C’est moi qui fis ces vers ; un autre en a la gloire.
        Mon triste sort est votre histoire :
Oiseaux ! vos chers petits s’élèvent-ils pour vous ?
Brebis ! votre toison, la portez-vous pour vous ?
Abeilles ! votre miel, le faites-vous pour vous ?
Bœufs courbés sous le joug, labourez-vous pour vous ?

Le véritable auteur du distique ayant été par-là découvert, Bathille devint la fable de Rome. A l’égard de Virgile, il fut au comble de la gloire : mais l’envie le poursuivit à proportion des honneurs qu’il s’attiroit. Elle eut bien voulu faire passer à la postérité la prose de cet illustre écrivain, pour prouver à tous les siècles qu’il n’a pas mieux réussi hors de son genre, que Cicéron hors du sien. Mais le poëte a par-dessus l’orateur le mérite d’avoir sçu connoître sa portée. Du moins ne nous reste-t-il pas de mauvaise prose de Virgile, de laquelle ses ennemis aient pu se prévaloir ; au lieu que nous avons de Cicéron des vers qui font honte à sa mémoire. Je ne sçais sur quoi se fondent tous nos Quintiliens modernes, lorsqu’ils répètent que, pour bien écrire en prose, il faut auparavant s’être exercé long-temps à faire des vers. Outre l’exemple de Virgile, celui de Corneille, de Racine, de Despréaux, & généralement de tous nos grands poëtes, ne dément-il point cette maxime ? Ont-ils été les mêmes, lorsqu’ils ont voulu se réduire au mérite de prosateurs ? Il n’est qu’un seul homme dont la prose égale au moins ses vers, l’auteur de la Henriade & du Siècle de Louis XIV.

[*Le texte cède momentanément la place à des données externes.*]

PR #1320, opened 2026-05-08
[WIP] Add support for collection attributes (attributes=vms.name)

### LINKED ISSUE #871: Add support for getting attributes on has_many associations (&attributes=vms.name)
Because we can't ask for a single attribute on a plural association and if we don't have an exposed virtual attribute, I think this would require us to bring back the whole collection proxy with all of their attributes (all vms with all of their real attributes) in order to get just one or two.

This doesn't work:
```
/api/providers?expand=resources&attributes=name,vms.name
```

Results in calling `name` on the collection proxy, resulting in the name of the collection, not an array of names for each Vm.

```
    "resources": [
        {
            "href": "http://localhost:3000/api/providers/4",
            "name": "REDACTED1",
            "id": "4",
            "vms": {
                "name": "Vm"
            }
        },
        {
            "href": "http://localhost:3000/api/providers/3",
            "name": "REDACTED2",
            "id": "3",
            "vms": {
                "name": "Vm"
            }
        },

```

Meanwhile, singular associations work:

```
/api/vms?expand=resources&attributes=name,hardware.cpu_sockets
```

```
    "resources": [
        {
            "href": "http://localhost:3000/api/vms/485",
            "name": "REDACTED3",
            "id": "485",
            "hardware": {
                "cpu_sockets": 1
            }
        },
        {
            "href": "http://localhost:3000/api/vms/338",
            "name": "REDACTED4",
            "id": "338",
            "hardware": {
                "cpu_sockets": 4
            }
        },
```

Virgile ne vécut que cinquante-deux ans. Il avoit toujours été d’une santé foible & chancelante, sujet aux maux d’estomac & de tête, aux crachemens de sang. On remarque qu’il étoit d’une belle figure. Il mourut à Brindes, comme il alloit en Grèce pour mettre dans la retraite la dernière main à son énéide qu’il avoit été onze ans à composer & dont il étoit si peu satisfait, qu’il ordonna, par son testament, que l’on brûlât son poëme. Mais on se garda bien d’exécuter un pareil ordre, d’anéantir un ouvrage qui, malgré ses défauts, est un des plus beaux monumens que nous ayons de l’antiquité. Les vers que fit Auguste sur les dernières volontés de Virgile, caractérisent bien le génie de ce prince* :

Une voix inhumaine, en un fatal moment,
A donc pu commander l’attentat le plus grand !
La muse de Maron ira donc dans les flammes !
………
Mais il faut respecter les ordres d’un mourant.
Que tu m’approuves, Rome, ou bien que tu me blâmes,
J’obéis en aveugle, & remplis mon serment.
Mais non, je ne dois point suivre des loix pareilles.
Quoi ! détruire en un jour le fruit de tant de veilles !

Le testament de Virgile ne fut exécuté qu’en un point. Il avoit desiré qu’on laissât son poëme tel qu’il étoit, au cas qu’on le sauvât des flammes ; & l’on eut cette attention. Delà vient qu’on trouve tant de vers imparfaits dans l’énéide. L’auteur de cet ouvrage unique mourut assez riche pour laisser des sommes considérables à Tucca, à Varius, à Mécène, à l’empereur même. Son corps fut porté près de Naples ; & l’on mit sur son tombeau des vers* qu’il avoit faits en mourant :

Parmi les Mantouans je reçus la naissance ;
         Je mourus chez les Calabrois ;
Parthénope me tient encor sous sa puissance.
J’ai chanté les héros, les bergers & les bois.